The gem is available as open source under the terms of the [BSD-3-Clause License](https://opensource.org/licenses/BSD-3-Clause).
In addition, the gem includes binary data generated from mecab-ipadic.
The details of the license can be found in [LICENSE.txt](https://github.com/yoshoku/suika/blob/main/LICENSE.txt)

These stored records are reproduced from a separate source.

PR #387, opened 2025-02-04
🐛 Fix undefined prefix in stream name

szemek:
## What

There is a bug in Airbyte 1.4.0 that for some connections it display stream name with "undefined" prefix as in attached screenshot.

image

## How

It uses previous implementation as here: https://github.com/airbytehq/airbyte-platform/commit/ea7af1f9bd1adfee1471cd6c32349ed4c501ba5c
It sets prefix conditionally. For falsy values, it sets empty string "" as a prefix.

## Recommended reading order

1. `airbyte-webapp/src/area/connection/utils/useUiStreamsStates.ts`

- [x] YES 💚
- [ ] NO ❌


josephkmh:
@szemek thank you for the fix 🎉 

This is merged in our upstream repository and will go out in the next Airbyte release.

PR #388, opened 2025-02-20
Removed unused externalDatabase Helm chart configuration

Tybot204:
## What

Issue: https://github.com/airbytehq/airbyte/issues/54176

Current Helm `values.yml` documentation and defaults have old unused values for `externalDatabase`, potentially leading to confusion when setting up or upgrading Helm chart versions.

## How

This removes `externalDatabase` from all defaults and documentation. These values are not used anywhere in the project outside of the changes files in this PR. Instead `global.database` should be used instead to configure external PostgreSQL connections.

- [x] YES 💚
- [ ] NO ❌


marcosmarxm:
cc @airbytehq/platform-deployments

PR #396, opened 2025-04-15
🐛 Fix Helm Charts: add a storage class name for Min IO

saifsafsf:
## What
Adding a storage class label in helm charts for airbyte with Min IO because without no storage class name & no default set, it throws this error.
`no persistent volumes available for this claim and no storage class is set`

## How
A section has been added in the minio.yaml file in the airbyte templates where the storageClassName would be set only if a value has been passed.

## Recommended reading order
1. `minio.yaml`
2. `values.yaml`

- [x] YES :green_heart:
- [ ] NO :x:


saifsafsf:
Replaced with #407

PR #397, opened 2025-04-15
🐛 Fix Helm Charts: place volumes: inside the if condition

saifsafsf:
## What
`volumes:` label  in `spec.template.spec.containers` field throws the following warning if no `extraVolumes` are passed.
`warnings.go:70] unknown field "spec.template.spec.containers[0].volumes`

## How
Placing the `volumes:` label inside the if condition helps avoid the aforementioned warning when no `extraVolumes` are passed.

- [x] YES :green_heart:
- [ ] NO :x:


saifsafsf:
Replaced with #404

PR #398, opened 2025-04-15
🐛 Fix Helm Charts: remove leaking database credentials from airbyte's config map

saifsafsf:
## What
The `airbyte_env` config map in `airbyte` charts includes database credentials, which should be a secret instead.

and [NOTICE.txt](https://github.com/yoshoku/suika/blob/main/NOTICE.txt).

## Respect

- [Taku Kudo](https://github.com/taku910) is the author of [MeCab](https://taku910.github.io/mecab/) that is the most famous morphological analyzer in Japan.
MeCab is one of the great software in natural language processing.

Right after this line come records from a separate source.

PR #573, opened 2025-05-13
(ci) FIR-44420-added-nightlys-for-core

goprean:
When running nightly's we will try to fetch the latest docker image available for x86 and version 4.21 (this is the current version of packdb that is being developed). 
We will then call the core-integration-tests to run the core integration tests. 

This way we will catch if there are some bugs introduced by the firebolt core.

### DIFF
--- a/.github/workflows/nightly-core.yml
+++ b/.github/workflows/nightly-core.yml
@@ -1,0 +1,77 @@
+name: Nightly integration tests core
+
+on:
+  schedule:
+    - cron: '30 0 * * *'        # Daily at 03:00 UTC
+  workflow_dispatch:             # Allow manual trigger
+
+jobs:
+  detect-latest-image-available:
+    runs-on: ubuntu-latest
+    outputs:
+      latest_tag: ${{ steps.set-tag.outputs.latest_tag }}
+    steps:
+      - name: detect latest image availabe
+        id: set-tag
+        env:
+          GH_TOKEN: ${{ secrets.GITHUB_TOKEN }}
+          PREFIX: "4.21"
+          SUFFIX: "x86"
+        run: |
+          echo "Querying GHCR image tags from $OWNER/$IMAGE_NAME..."
+          
+          # Query image versions from GitHub Container Registry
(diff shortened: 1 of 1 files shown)


.github/workflows/nightly-core.yml
```diff
@@ -0,0 +1,77 @@
...
+        id: set-tag
+        env:
+          GH_TOKEN: ${{ secrets.GITHUB_TOKEN }}
+          PREFIX: "4.21"
+          SUFFIX: "x86"
+        run: |
+          echo "Querying GHCR image tags from $OWNER/$IMAGE_NAME..."
+          
+          # Query image versions from GitHub Container Registry
+          response=$(curl -s -H "Authorization: Bearer $GH_TOKEN" \
```
ptiurin, line 24: You can use `${{ secrets.GITHUB_TOKEN }}` directly here, without passing an env variable.

.github/workflows/nightly-core.yml
```diff
@@ -0,0 +1,77 @@
...
+      latest_tag: ${{ steps.set-tag.outputs.latest_tag }}
+    steps:
+      - name: detect latest image availabe
+        id: set-tag
+        env:
+          GH_TOKEN: ${{ secrets.GITHUB_TOKEN }}
+          PREFIX: "4.21"
+          SUFFIX: "x86"
+        run: |
+          echo "Querying GHCR image tags from $OWNER/$IMAGE_NAME..."
```
ptiurin, line 21: I don't think we have `$OWNER/$IMAGE_NAME` defined

ptiurin (approved):
Apart from that lgtm. I suppose we'll eventually move to `:latest` so this will become obsolete

.github/workflows/nightly-core.yml
goprean: Done.

.github/workflows/nightly-core.yml
goprean: Ups.. fixed it. Thanks for catching it.

PR #575, opened 2025-05-16
fix: FIR-44413 ResultSet isBefore/isLast/isAfterLast fix

bogdantruta-firebolt:


src/test/java/com/firebolt/jdbc/resultset/FireboltResultSetTest.java
```diff
@@ -288,6 +288,43 @@ void shouldNotBeLastWhenThereIsMoreData() throws SQLException {
 
 	@Test
 	void shouldNotBeLastAtLastLine() throws SQLException {
+		inputStream = getInputStreamWithCommonResponseExample();
```
ptiurin, line 291: Name of the test here is confusing. Perhaps `shouldNotBeLastIfNotLast`?

src/test/java/com/firebolt/jdbc/resultset/FireboltResultSetTest.java
```diff
@@ -288,6 +288,43 @@ void shouldNotBeLastWhenThereIsMoreData() throws SQLException {
...
+		}
+		assertEquals(2, count);
+		assertFalse(resultSet.isBeforeFirst());
+		assertFalse(resultSet.isLast());
+		assertTrue(resultSet.isAfterLast());
+	}
+
+	@Test
+	void shouldBeAtLastLine() throws SQLException {
 		inputStream = getInputStreamWithCommonResponseExample();
```
ptiurin, line 328: `shouldBeLastAtLastLine`?

ptiurin (approved):
otherwise lgtm

src/main/java/com/firebolt/jdbc/resultset/FireboltResultSet.java
```diff
@@ -447,7 +450,7 @@ public Object getObject(String column) throws SQLException {
 	@Override
 	public boolean isBeforeFirst() throws SQLException {
 		checkStreamNotClosed();
-		return currentRow < 3 || !hasNext();
+		return currentRow < 3;
```
goprean, line 453: This is the java doc  for this isBeforeFirstMethod()

'Returns:
true if the cursor is before the first row; false if the cursor is at any other position or the result set contains no rows'

So to me this should be true only if: currentRow == 2 && nextLine != null (so if we had read the first 2 header lines) and if there is an actual result. Everything else should return false.

goprean (approved):

src/test/java/com/firebolt/jdbc/resultset/FireboltResultSetTest.java
```diff
@@ -287,7 +287,62 @@ void shouldNotBeLastWhenThereIsMoreData() throws SQLException {
...
+		assertFalse(resultSet.isLast());
+		assertFalse(resultSet.next());
+		assertFalse(resultSet.isLast());
+	}
+
+	@Test
+	void shouldNotBeforeFirst() throws SQLException {
+		inputStream = getInputStreamWithNoRows();
+		resultSet = createResultSet(inputStream);
+		assertFalse(resultSet.isBeforeFirst());
```
goprean, line 312: let's also check isLast here as well, I see that was changed as well.

src/test/resources/responses/firebolt-response-with-no-results
```diff
@@ -0,0 +1,2 @@
+1
```
goprean, line 1: even when we do Select 1 this is the format of the result? I mean even in that case we do return 2 header lines? Just double check.

goprean (approved):

src/test/resources/responses/firebolt-response-with-no-results
bogdantruta-firebolt: if we do select one we also get a result, the 1. I tried with a select from a table with a where clause which returned 0 rows and yes, we do get the headers.

goprean: So anytime we get a result back we get the header lines. That's all good then.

Suika is created with reference to [the book on morphological analysis](https://www.kindaikagaku.co.jp/information/kd0577.htm) written by Dr. Kudo.
- [Tomoko Uchida](https://github.com/mocobeta) is the author of [Janome](https://github.com/mocobeta/janome) that is a Japanese morphological analysis engine written in pure Python.
Suika is heavily influenced by Janome's idea to include the built-in dictionary and language model.
Janome, a morphological analyzer written in scripting language, gives me the courage to develop Suika.